In some studies, histogram analyses of the echogenicity ratio of liver and renal cortex were performed. , The software-based histogram analyses significantly increased the diagnostic accuracy of sonography for a degree of fat ≥5% (AUROC >0.90). In another study, a sensitivity of 100% and a specificity of 54% were achieved for the detection of a degree of fat ≥5% with an HRI of ≥1.28. A more recent study by the same working group was able to achieve a sensitivity of 92% and a specificity of 85% for the detection of low-grade fatty degeneration (≥5%) using new software for an HRI calculation and a cutoff value of ≥1.34. Like the other previously mentioned scores, the HRI has not yet been sufficiently validated for clinical routine.
Focal fatty infiltration patterns
Hepatic steatosis may present with different patterns of deposition and sparing.

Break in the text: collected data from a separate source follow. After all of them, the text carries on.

PR #823, opened 2026-08-09
fix(engine): control task evaluation lifecycle

### LINKED ISSUE #695: Task evaluation: fix metrics correctness, bound cross-session concurrency, and reduce persistence/cleanup overhead
## Summary

Task-completion evaluation is asynchronous and is **not normally awaited as a session-loop barrier**. Per run, it permits at most **one in-flight evaluation plus one latest queued snapshot**.

However, the current implementation has a correctness/performance bundle worth addressing:

1. Evaluator calls have no process-wide provider/model-keyed concurrency budget.
2. An applied evaluation performs an additional full session persistence after the direct `Task` update already persisted.
3. Two error-return paths can detach an evaluator instead of aborting it.
4. Synthetic task-evaluation metrics reuse `round_id` values across loop activations, producing invalid apparent multi-minute durations.

This is adjacent to closed issues #347, #593, #603, and #357, but is not a duplicate: the scope here is specifically task-evaluation scheduling, persistence amplification, lifecycle cleanup, and metrics identity.

### Evaluation scheduling is asynchronous

Evaluation runs in a spawned Tokio task:

- `crates/engine/bamboo-engine/src/runtime/runner/loop_execution/pipeline.rs:830-866`

The loop checks `JoinHandle::is_finished()` before joining a result:

- `crates/engine/bamboo-engine/src/runtime/runner/loop_execution/pipeline.rs:710-746`

Finalization harvests only ready results and aborts unfinished work rather than draining it:

- `crates/engine/bamboo-engine/src/runtime/runner/loop_execution/pipeline.rs:2398-2411`

Therefore task evaluation is not a normal round-boundary or finalization barrier.

### Per-run concurrency is bounded, but cross-session concurrency is not

Each run stores one `in_flight`, one `completed`, and one `queued_request`:

- `crates/engine/bamboo-engine/src/runtime/runner/loop_execution/startup.rs:56-61`

When an evaluation is already running, a new request replaces the queued snapshot, retaining only the latest state:

- `crates/engine/bamboo-engine/src/runtime/runner/loop_execution/pipeline.rs:968-975`

The queued snapshot starts after the current result is harvested:

- `crates/engine/bamboo-engine/src/runtime/runner/loop_execution/pipeline.rs:1525-1543`

There is no evaluator-specific, process-wide provider/model-keyed semaphore in this call path. Each session independently selects its provider/model and spawns its evaluator:

- `crates/engine/bamboo-engine/src/runtime/runner/loop_execution/pipeline.rs:946-950`
- `crates/engine/bamboo-engine/src/runtime/runner/loop_execution/pipeline.rs:2246-2257`

Registry/reload locks only protect provider lookup and are released before network I/O:

- `crates/infra/bamboo-llm/src/provider_registry.rs:25-30`
- `crates/app/bamboo-server/src/reloadable_provider.rs:22-24`
- `crates/app/bamboo-server/src/reloadable_provider.rs:42-53`

### Applied evaluations add another full persistence

Every accepted direct `Task` update calls `persist_shared_task_list`:

- `crates/engine/bamboo-engine/src/runtime/runner/tool_execution/task/taskwrite.rs:47-67`
- `crates/engine/bamboo-engine/src/runtime/runner/tool_execution/task/taskwrite.rs:78-119`

That path performs a full session load/merge/save:

- `crates/infra/bamboo-storage/src/session_merge.rs:262-313`
- `crates/infra/bamboo-storage/src/session_merge.rs:344-355`
- `crates/infra/bamboo-storage/src/v2.rs:1643-1740`

After evaluation, the same persistence path runs once more when the result is current and `applied_updates > 0`:

- `crates/engine/bamboo-engine/src/runtime/runner/loop_execution/pipeline.rs:749-764`
- `crates/engine/bamboo-engine/src/runtime/runner/loop_execution/pipeline.rs:801-825`

For a root session, this means one full save for the accepted direct update and one additional full save if evaluation applies changes. For a child session, each operation saves the child and also the root.

### Some early returns can detach evaluators

These paths can return through `?` without first invoking the evaluator-abort helper:

- failing `BeforeRound` hook: `crates/engine/bamboo-engine/src/runtime/runner/loop_execution/pipeline.rs:1563-1586`
- failing `handle_no_tool_calls(...).await?`: `crates/engine/bamboo-engine/src/runtime/runner/loop_execution/pipeline.rs:1892-1912`

Dropping a Tokio `JoinHandle` detaches rather than cancels the task, so the evaluator may continue consuming provider capacity after the loop exits.

### Task-evaluation duration metrics are invalid across loop activations

Evaluation application constructs a synthetic ID:

```text
{session_id}-task-evaluation-round-{round_number}
```

- `crates/engine/bamboo-engine/src/runtime/runner/loop_execution/pipeline.rs:766-769`

Both the synthetic start and completion writes occur together when a completed result is applied, rather than at actual evaluator spawn and finish:

- `crates/engine/bamboo-engine/src/runtime/runner/loop_execution/pipeline.rs:770-799`

The turn counter restarts for each loop activation:

- `crates/engine/bamboo-engine/src/runtime/runner/loop_execution/pipeline.rs:1506-1508`

Consequently, later activations can reuse the same synthetic `round_id`. Metrics insertion uses:

```sql
ON CONFLICT(round_id) DO NOTHING
```

- `crates/infra/bamboo-infrastructure/src/metrics/storage.rs:1051-1071`

Completion subsequently updates the row by that reused ID:

- `crates/infra/bamboo-infrastructure/src/metrics/storage.rs:1079-1125`

This preserves an older `started_at` while applying a later completion timestamp, producing apparent multi-minute durations that do not represent evaluator runtime.

## Performance hypotheses

The following are plausible but not yet proven as causes of observed system-wide slowdown:

- Concurrent evaluations from multiple sessions may exhaust shared upstream provider/model capacity.
- Repeated full persistence may amplify storage-lock and I/O contention.
- Detached evaluators may waste provider capacity after failed loop exits.

The invalid synthetic duration rows must not be used as evidence for or against these hypotheses until evaluator timing is corrected.

## Proposed changes

1. Give every evaluation execution a unique ID and record timestamps at actual spawn/provider dispatch and actual finish, cancellation, or failure.
2. Add a process-wide, provider/model-keyed, low-priority semaphore for task and similar auxiliary evaluations while preserving latest-snapshot coalescing.
3. Use a unified lifecycle/abort guard so every loop exit aborts active auxiliary evaluators and clears queued requests.
4. Persist evaluator changes through targeted, versioned Task-list storage instead of another full session save.

## Acceptance criteria

- [ ] Every evaluation attempt has a unique execution ID across activations and sessions.
- [ ] Metrics start at actual dispatch and finish at actual success, failure, stale-result handling, or cancellation.
- [ ] Reusing a session and round number cannot mutate an older evaluation metric row.
- [ ] A metrics regression test proves two loop activations produce distinct rows with independently correct durations.
- [ ] At most the configured number of auxiliary requests may run concurrently for one provider/model across multiple sessions.
- [ ] Foreground session requests are not queued behind the low-priority auxiliary budget.
- [ ] A concurrency test starts evaluations from several sessions and verifies the provider/model-keyed limit.
- [ ] Per-run behavior remains one in-flight evaluation plus one latest queued snapshot.
- [ ] All normal, error, hook-failure, cancellation, and shutdown exits abort active evaluators and clear queued snapshots.
- [ ] Regression tests cover failing `BeforeRound` and `handle_no_tool_calls` paths and verify no evaluator remains active.
- [ ] An accepted direct `Task` update persists once.
- [ ] Applying evaluation changes does not cause an additional full child/root session save.
- [ ] Version/conflict tests ensure targeted Task persistence cannot overwrite newer Task-list state.

bigduu:
## Summary

- give every Task evaluation a unique execution/metrics identity and record metrics at the actual provider-dispatch and terminal boundaries
- share a process-wide provider/model-keyed auxiliary budget across Task, Gold, and Gold auto-answer evaluations without affecting foreground requests
- make pipeline cleanup abort active evaluators, harvest already-finished Task/Gold results accurately, and clear queued snapshots on every exit path
- apply evaluator results through narrow, versioned child/root Task-list CAS bound to the exact evaluated snapshot, so same-version divergent state is rejected
- reconcile child/root Taskwrite conflicts to one authoritative durable/cache/live/event snapshot and publish the post-save rebased state
- make paired child/root persistence crash-safe with a private fsynced journal, phase markers, rollback/committed recovery, cross-instance locking, final-CAS revalidation, and atomic Windows replacement
- recover prepared/committing Task journals even while a corrupt session index is temporarily empty, using strict index-independent authoritative path discovery that rejects ambiguous, corrupt, or symlinked targets
- seal corrupt-index rebuild finalization against a newly crashed Task transaction, retaining the retry marker instead of committing an incomplete index
- prevent stale ordinary saves and the Taskwrite legacy fallback from replacing a newer Task control plane

## Root Cause

Task evaluation was bounded only within a single run. Across sessions, auxiliary evaluator calls could fan out against the same provider/model; Gold auto-answer bypassed the shared budget; several early-return paths detached their Tokio tasks; cleanup could relabel a finished evaluator as cancelled; evaluation persistence reused the full-session path; paired child/root writes could half-commit; and synthetic metrics reused a session/round-derived ID while writing start and finish together during result application.

The repair also exposed deeper conflict and recovery hazards: numeric Task versions alone could not distinguish divergent snapshots; a successful local save may rebase the caller onto newer authoritative Task state before the shared-root patch; and orphan journal recovery originally depended on an index that corrupt-index boot recovery had intentionally emptied before rebuilding. These paths now carry/publish the exact authoritative snapshot and recover journal targets independently of the rebuildable index.

## Impact

The change caps all low-priority evaluator concurrency, prevents detached work after loop exit, preserves actual finish/error/cancellation outcomes, prevents half-committed or stale Task state across independent stores, avoids evaluator-triggered full session rewrites, and produces independently accurate metrics rows across activations. Foreground requests remain outside the auxiliary budget, and permit queue time no longer consumes the stream request timeout.

Crash recovery now preserves the intended recovery-before-rebuild ordering, restores prepared/committing pairs from intact authoritative sidecars even with a corrupt index, and fails closed without following persistent symlinks outside the session tree.

## Test Plan

- `cargo test --all-features --lib --tests` — passed on the prior production-complete head; the current review fix is isolated to bamboo-storage and is covered below plus the new exact-head CI run
- `cargo test --tests` — passed on the prior production-complete head (including bamboo-engine 1345 passed and bamboo-server 1797 passed / 1 ignored)
- `cargo test -p bamboo-storage` — 142 passed on the current head
- `cargo build --examples` — passed
- `cargo check --locked --workspace --all-targets --all-features` — passed
- `cargo fmt --all -- --check` — passed
- `cargo clippy --all-features -- -D warnings -A deprecated -A clippy::module_inception -A clippy::incompatible_msrv -A clippy::needless_borrows_for_generic_args -A clippy::too-many-arguments -A clippy::while-let-loop -A clippy::type_complexity -A dead-code` — passed
- `git diff --check` — passed
- focused coverage proves shared Task/Gold/auto-answer budgeting, post-permit timeouts, finished-but-unharvested cleanup, exact-snapshot stale evaluator rejection, root-conflict convergence, post-save E/v2 rebase publication, paired rollback/recovery, prepared and committing recovery with a corrupt index, exact-child and ancestor-symlink fail-closed/no external write, mid-scan pair-crash retry-marker retention, directory recreation, and no full-session fallback

## Screenshots

Not applicable (backend-only).

Fixes #695

### DIFF
--- a/Cargo.lock
+++ b/Cargo.lock
@@ -1534,6 +1534,7 @@ dependencies = [
  "tokio",
  "tracing",
  "uuid",
+ "windows-sys 0.61.2",
 ]
 
 [[package]]
--- a/crates/core/bamboo-domain/src/session/persistence.rs
+++ b/crates/core/bamboo-domain/src/session/persistence.rs
@@ -230,10 +230,14 @@ pub trait RuntimeSessionPersistence: Send + Sync {
         Ok(false)
     }
 
-    /// Atomically compare-and-patch the executing session and its shared root.
+    /// Recoverably compare-and-patch the executing session and its shared root.
     /// Implementations must validate both generations before either target is
-    /// written. Root-session callers pass the same id twice and receive the
-    /// single-target CAS semantics above.
+    /// written and may return `Ok(true)` only after both Task generations are
+    /// durable with no undo record that could later revert them. An error after
+    /// one physical write must restore both originals before returning or retain
+    /// durable recovery state and fail subsequent paired access closed until
+    /// recovery completes. Root-session callers pass the same id twice and
+    /// receive the single-target CAS semantics above.
     async fn update_task_list_control_planes_if_version(
         &self,
         session_id: &str,
--- a/crates/core/bamboo-domain/src/session/persistence.rs
+++ b/crates/core/bamboo-domain/src/session/persistence.rs
@@ -213,7 +213,7 @@ pub trait RuntimeSessionPersistence: Send + Sync {
     }
 
     /// Atomically update Task-owned control-plane fields only when the durable
-    /// Task generation still matches `expected_version`.
+    /// Task generation and exact list still match the expected snapshot.
     ///
     /// `false` covers an unsupported atomic compare-and-patch, a missing target,
     /// or a version conflict. Callers must treat it as a stale write and must
@@ -223,10 +223,17 @@ pub trait RuntimeSessionPersistence: Send + Sync {
         &self,
         session_id: &str,
         expected_version: &str,
+        expected_task_list: &TaskList,
         task_list: &TaskList,
         version: &str,
     ) -> io::Result<bool> {
-        let _ = (session_id, expected_version, task_list, version);
+        let _ = (
+            session_id,
+            expected_version,
+            expected_task_list,
+            task_list,
+            version,
+        );
         Ok(false)
     }
 
@@ -243,6 +250,7 @@ pub trait RuntimeSessionPersistence: Send + Sync {
         session_id: &str,
         shared_session_id: &str,
         expected_version: &str,
+        expected_task_list: &TaskList,
         task_list: &TaskList,
         version: &str,
     ) -> io::Result<bool> {
@@ -251,6 +259,7 @@ pub trait RuntimeSessionPersistence: Send + Sync {
                 .update_task_list_control_plane_if_version(
                     session_id,
                     expected_version,
+                    expected_task_list,
                     task_list,
                     version,
                 )
@@ -260,6 +269,7 @@ pub trait RuntimeSessionPersistence: Send + Sync {
             session_id,
             shared_session_id,
             expected_version,
+            expected_task_list,
             task_list,
             version,
         );
@@ -365,6 +375,7 @@ impl<T: RuntimeSessionPersistence + ?Sized> RuntimeSessionPersistence for Arc<T>
         &self,
         session_id: &str,
         expected_version: &str,
+        expected_task_list: &TaskList,
         task_list: &TaskList,
         version: &str,
     ) -> io::Result<bool> {
@@ -372,6 +383,7 @@ impl<T: RuntimeSessionPersistence + ?Sized> RuntimeSessionPersistence for Arc<T>
             .update_task_list_control_plane_if_version(
                 session_id,
                 expected_version,
+                expected_task_list,
                 task_list,
                 version,
             )
@@ -383,6 +395,7 @@ impl<T: RuntimeSessionPersistence + ?Sized> RuntimeSessionPersistence for Arc<T>
         session_id: &str,
         shared_session_id: &str,
         expected_version: &str,
+        expected_task_list: &TaskList,
         task_list: &TaskList,
         version: &str,
     ) -> io::Result<bool> {
@@ -391,6 +404,7 @@ impl<T: RuntimeSessionPersistence + ?Sized> RuntimeSessionPersistence for Arc<T>
                 session_id,
                 shared_session_id,
                 expected_version,
+                expected_task_list,
                 task_list,
                 version,
             )
--- a/crates/core/bamboo-domain/src/session/persistence.rs
+++ b/crates/core/bamboo-domain/src/session/persistence.rs
@@ -212,6 +212,56 @@ pub trait RuntimeSessionPersistence: Send + Sync {
         Ok(true)
     }
 
+    /// Atomically update Task-owned control-plane fields only when the durable
+    /// Task generation still matches `expected_version`.
+    ///
+    /// `false` covers an unsupported atomic compare-and-patch, a missing target,
+    /// or a version conflict. Callers must treat it as a stale write and must
+    /// not publish their staged Task state. The default fails closed because a
+    /// load followed by a separately locked save is not an atomic CAS.
+    async fn update_task_list_control_plane_if_version(
+        &self,
+        session_id: &str,
+        expected_version: &str,
+        task_list: &TaskList,
+        version: &str,
+    ) -> io::Result<bool> {
+        let _ = (session_id, expected_version, task_list, version);
+        Ok(false)
+    }
+
+    /// Atomically compare-and-patch the executing session and its shared root.
+    /// Implementations must validate both generations before either target is
+    /// written. Root-session callers pass the same id twice and receive the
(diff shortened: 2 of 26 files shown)


bigduu:
## Independent agent review — APPROVE

Reviewed exact head 331f7e6393aa94cc64d5e7543bf91a21fb6d6117 against base 1b47464ca752ec314bcbcb2c639c11fbe848e491.

The review initially identified two P1 correctness gaps: journal recovery when sessions.json could not provide an index, and the sessions-root symlink/rebuild-finalization race. Both findings were addressed in follow-up commits and independently re-reviewed.

Final verification:
- Acceptance criteria in #695 are satisfied across metrics identity/timing, shared auxiliary concurrency, lifecycle cleanup, targeted Task persistence, and crash recovery.
- cargo test -p bamboo-storage: 142 passed.
- Mid-scan crash regression: 20 consecutive passes.
- Sessions-root symlink regression, formatting, clippy, and diff checks pass.
- All applicable GitHub checks pass; no unresolved review threads; exact head/base are unchanged.

Residual risk: a same-user malicious filesystem actor outside the cooperative Task lock can still race a path validation and write, and non-Task FTS refresh remains best-effort. These are existing threat-boundary limitations and are not blockers for this fix.

Verdict: APPROVE.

In the literature six patterns of liver steatosis are described: diffuse, geographic, focal, subcapsular, multifocal, and perivascular. Diffuse fatty liver deposition is the most prevalent form of fatty liver disease. Geographic fatty liver disease is often encountered and can be attributed to specific causes (vascular or inflammatory) ( Fig. 2.6 ). Focal fat deposition and focal fatty sparing are less frequent and occur predominately in specific areas (i.e., perivascular and subcapsular regions abutting the hepatic hilum or falciform ligament) and can mimic a tumor ( Fig. 2.7 ).